**The task**
Going from the top of the data below, give again each line through the one containing "- use something", both ends kept.

**Available data**

Issue #156, opened 2020-04-25
MOI callbacks


matbesancon:
Now that callbacks have been shipped in MOI, they can be implemented with the constraint handler system. A good example is GLPK or CPLEX: https://github.com/JuliaOpt/CPLEX.jl/blob/master/src/MOI/MOI_callbacks.jl

rschwarz:
True. Since SCIP constraint handlers need to implement 3-4 different callbacks (see [comment](https://github.com/SCIP-Interfaces/SCIP.jl/issues/94#issuecomment-469264567) in #94), there is not a faithful representation of them as a single lazy constraint callback.

One approximation would be to
- always call the lazy constraint callback (user defined) for any SCIP callback,
- use the generated constraint only in the `enforce` callbacks,
- implement `check` by counting the generated constraints (none, or more),
- implement `lock` by adding locks for all variables in both directions.

This is what we did in MPB/CSIP, but it's somewhat pessimistic (too many variable locks) and maybe confusing (`check` callback is called often, but generated cuts never added to problem).

matbesancon:
From what I see from the issue, the only point of ambiguity is on a lock strategy? As I understand them, the only variables for which lock is true would be the ones used either in the constraint or in the condition to check the constraint?

rschwarz:
Yes, the constraint handler must add locks to all variables where changing the assignment (e.g. rounding) to a lower or higher value might violate the constraint.

matbesancon:
To come back to this issue, three possibilities I see:
- Offer a vanilla type of callback (with all variables of the model)
- use something like IRTools to analyze the callback function when it is passed and extract the variables it touches
- when implementing the [callback set function](https://github.com/jump-dev/CPLEX.jl/blob/master/src/MOI/MOI_callbacks.jl#L12), add a last argument `variables` with default to `allvariables(optimizer)`, so that users can tune this default.

rschwarz:
I like the last option best, because it's still convenient for the user, but they are aware that there is a decision to be made.

matbesancon:
I'm not sure where option 2 would be located in terms of compromises and advantages, do you know of anyone who has used it for similar use cases?
Pinging @odow to know if some other options have been considered for other solvers

rschwarz:
I have not used `IRTools` knowingly. Analyzing the user code sounds a bit shaky to me, as well as difficult to implement.

odow:
[...]

PR #179, opened 2020-11-28
Implement Separators and MOI.UserCutCallback

jovarga:
There is still a problem with the tests: If there are two optimal solutions and one of them is cutted in a separator (or the cutcallback), SCIP still returns that solution, if it would have returned that solution in the first place. See also #156.


rschwarz:
At a first glance, the code looks good to me.

I have two questions for understanding:
 - There can only be at most one cut callback for any `MOI.Optimizer` right?
 - When users `MOI.set` the callback, they can't set any of the keyword arguments (priority, frequency, etc.) but will use defaults, right?
 - If the priority is fixed for MOI users, should it be set higher that 0, so that the user's callback is called before SCIP's generic separators? Not sure what the expectation is in other solvers.

For the tests, is the issue that the solution is not unique and you don't know which one to cut off?
Could this not be helped by changing the coefficients and make it non-symmetric (e.g. `2x + 3y ≤ 4`)?

Would it also make sense to add a valid cut that would separate the LP relaxation (e.g. `x + y ≤ 1`) and disable all of SCIP's separation and branch-and-bound, to see whether it would then be solved correctly?

From my point of view, it's also OK to add an *invalid* cut (which is too strong) just for the tests. So, you could add `x + y ≤ 0` and verify that the returned solution is worse than the actual optimum. This would only work if the priority of the separator is high enough, I guess, and SCIP doesn't find a solution in any other way :worried:

jovarga:
> - There can only be at most one cut callback for any `MOI.Optimizer` right?

Right. At least as far as I know.

> - When users `MOI.set` the callback, they can't set any of the keyword arguments (priority, frequency, etc.) but will use defaults, right?

Right.

> - If the priority is fixed for MOI users, should it be set higher that 0, so that the user's callback is called before SCIP's generic separators? Not sure what the expectation is in other solvers.

I'm not sure either. But I don't think there's a problem with raising the priority. Would make more sense to me.


Maybe I'll give some more details about the problem, that I have with the tests. There are two tests, using the same MIP:
```
max x + y
s.t. x + y <= 1.5
x,y in {0,1}
```
This problem has the two different solutions `(x,y)=(1,0)` and `(x,y)=(0,1)`. One of the tests cuts one of these solutions (with `x <= 0`), the other cuts the other solution (`y <= 0`). Still the solution, that is found by SCIP is `(x,y)=(1,0)` for both tests. Also the debug output shows, that no cuts have been added and that the number of rows stays at 1. Maybe there is a parameter, that prohibits the cut to enter the LP, such as `separating/minefficacy` or `separating/minortho`?

> For the tests, is the issue that the solution is not unique and you don't know which one to cut off?

That the solution is not unique is on purpose to not violate SCIP's expectations to the added cut as we would have undefined behavior otherwise.

> Would it also make sense to add a valid cut that would separate the LP relaxation (e.g. `x + y ≤ 1`) and disable all of SCIP's separation and branch-and-bound, to see whether it would then be solved correctly?

Do you know, which parameters I have to set to achieve that? I only found the [list of all SCIP parameters](https://www.scipopt.org/doc/html/PARAMETERS.php), but there are quite some...

> From my point of view, it's also OK to add an invalid cut (which is too strong) just for the tests. So, you could add x + y ≤ 0 and verify that the returned solution is worse than the actual optimum. This would only work if the priority of the separator is high enough, I guess, and SCIP doesn't find a solution in any other way

How to make sure, that SCIP doesn't find a solution in any other way?

rschwarz:
> Maybe there is a parameter, that prohibits the cut to enter the LP, such as separating/minefficacy or separating/minortho?

That's possible. Another explanation is that a solution was found by SCIP before the LP is solved or the separators are called (e.g. by a simple heuristic).

> Do you know, which parameters I have to set to achieve that?

I don't know for sure, but a good strategy is to set an `emphasis` and then look at what parameters SCIP sets as a result. For example:
```
SCIP> set sepa emph off
separating/disjunctive/freq = -1
separating/impliedbounds/freq = -1
separating/gomory/freq = -1
separating/strongcg/freq = -1
[...]
```

Similarly for `heuristics`. Another one would be `limits/nodes = 0`.

jovarga:
I additionally set the parameters from `set sepa emph off` and `set heuristics emph off` and now the tests work! I also added a test with an invalid cut.

I'll add some comments and from my point of view it is ready to be reviewed then.

rschwarz:
It seems that the tests still fail (consistently?) on CI. Do they all pass for you locally now? I can reproduce the failure on my system:
```
AddSingleCut (cut off another optimal solution): Test Failed at /home/rs/.julia/dev/SCIP/test/sepa.jl:126
  Expression: ≈(MOI.get(optimizer, MOI.ObjectiveValue()), 1.0, atol = atol, rtol = rtol)
   Evaluated: 0.0 ≈ 1.0 (atol=1.0e-6, rtol=1.0e-6)
Stacktrace:
 [1] top-level scope at /home/rs/.julia/dev/SCIP/test/sepa.jl:126
 [2] top-level scope at /buildworker/worker/package_linux64/build/usr/share/julia/stdlib/v1.5/Test/src/Test.jl:1115
 [3] top-level scope at /home/rs/.julia/dev/SCIP/test/sepa.jl:90
AddSingleCut (cut off another optimal solution): Test Failed at /home/rs/.julia/dev/SCIP/test/sepa.jl:127
  Expression: ≈(MOI.get(optimizer, MOI.VariablePrimal(), x), 1.0, atol = atol, rtol = rtol)
   Evaluated: 0.0 ≈ 1.0 (atol=1.0e-6, rtol=1.0e-6)
Stacktrace:
 [1] top-level scope at /home/rs/.julia/dev/SCIP/test/sepa.jl:127
 [2] top-level scope at /buildworker/worker/package_linux64/build/usr/share/julia/stdlib/v1.5/Test/src/Test.jl:1115
 [3] top-level scope at /home/rs/.julia/dev/SCIP/test/sepa.jl:90
Test Summary:                                      | Pass  Fail  Total
separators                                         |   14     2     16
  dummy sepa (no separation)                       |    1            1
  AddSingleCut sepa (cut off one optimal solution) |    5            5
  AddSingleCut (cut off another optimal solution)  |    3     2      5
  AddSingleCut (too strong cut)                    |    5            5
```

rschwarz:
I think that symmetry detection and `cons_orbitope` is to blame for this behavior.
Could you add the following parameter as well? 

```diff
+    setter("misc/usesymmetry", 0)
```

jovarga:
I just added that parameter as well.

test/cutcallback.jl
```diff
@@ -0,0 +1,119 @@
+using MathOptInterface
+const MOI = MathOptInterface
+using JuMP
```
rschwarz, line 3: This is not needed and should be removed.

All relevant types & methods are defined in MOI already, so JuMP is only for the end users.
Also, this makes the tests fail now, because JuMP is not even installed.

I wonder why this didn't fail before.

rschwarz: I only now noticed that JuMP is used to create the models for the tests :see_no_evil:.
Solvers should not depend on JuMP, so I'm afraid that the models have to be created "by hand" using MOI.

jovarga:
All four jobs on CI fail now with the following message:
```
Got exception outside of a @test
LoadError: ArgumentError: Package JuMP not found in current path:
- Run `import Pkg; Pkg.add("JuMP")` to install the JuMP package.
```
How to resolve that, i.e. how should JuMP be installed on CI? Alternatively I can also rewrite the tests not to use JuMP. However I would prefer the first solution.

rschwarz (changes requested):
Yes, I saw the failure as well, sorry that I overlooked that before.
Depending on JuMP is not good for solvers, so an MOI-generated model is much preferred.

test/cutcallback.jl
jovarga: > I wonder why this didn't fail before.

Probably because one of the tests failed before. There are two files for the tests and only one of them uses JuMP.

I'll replace the JuMP calls with MOI calls then.

jovarga: I'm finished with the replacement now. On my machine all testcases pass. Let's see if they also do on CI.

rschwarz: Thanks, looking good so far.

rschwarz (approved):

rschwarz:
Thanks for your efforts!

I assume that you'd rather use this functionality soon, so I'll try and make a new relese now.
Note that it usually takes a few days for these to be registered, because they need to be approved manually.

jovarga:
> I assume that you'd rather use this functionality soon, so I'll try and make a new relese now.

Thank you  :)

jovarga:
It seems the release has not been approved: [JuliaRegistries SCIP v0.9.7](https://github.com/JuliaRegistries/General/pull/25642)

rschwarz:
Yeah, it still needed manual approval, because the `] build SCIP` does not work in CI.
This will all go smoother once we get the `SCIP_jll` running.

rschwarz:
The latter, see also [General](https://github.com/JuliaRegistries/General#registering-a-package-in-general).

jovarga:
So someone of the Julia Team will take care of it. Just to have a rough estimate: How long did it take for past pull requests to be approved?

rschwarz:
I think it was usually merged after 2-3 days, so I don't know why it timed out now.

**Exercise solution**
Issue #156, opened 2020-04-25
MOI callbacks


matbesancon:
Now that callbacks have been shipped in MOI, they can be implemented with the constraint handler system. A good example is GLPK or CPLEX: https://github.com/JuliaOpt/CPLEX.jl/blob/master/src/MOI/MOI_callbacks.jl

rschwarz:
True. Since SCIP constraint handlers need to implement 3-4 different callbacks (see [comment](https://github.com/SCIP-Interfaces/SCIP.jl/issues/94#issuecomment-469264567) in #94), there is not a faithful representation of them as a single lazy constraint callback.

One approximation would be to
- always call the lazy constraint callback (user defined) for any SCIP callback,
- use the generated constraint only in the `enforce` callbacks,
- implement `check` by counting the generated constraints (none, or more),
- implement `lock` by adding locks for all variables in both directions.

This is what we did in MPB/CSIP, but it's somewhat pessimistic (too many variable locks) and maybe confusing (`check` callback is called often, but generated cuts never added to problem).

matbesancon:
From what I see from the issue, the only point of ambiguity is on a lock strategy? As I understand them, the only variables for which lock is true would be the ones used either in the constraint or in the condition to check the constraint?

rschwarz:
Yes, the constraint handler must add locks to all variables where changing the assignment (e.g. rounding) to a lower or higher value might violate the constraint.

matbesancon:
To come back to this issue, three possibilities I see:
- Offer a vanilla type of callback (with all variables of the model)
- use something like IRTools to analyze the callback function when it is passed and extract the variables it touches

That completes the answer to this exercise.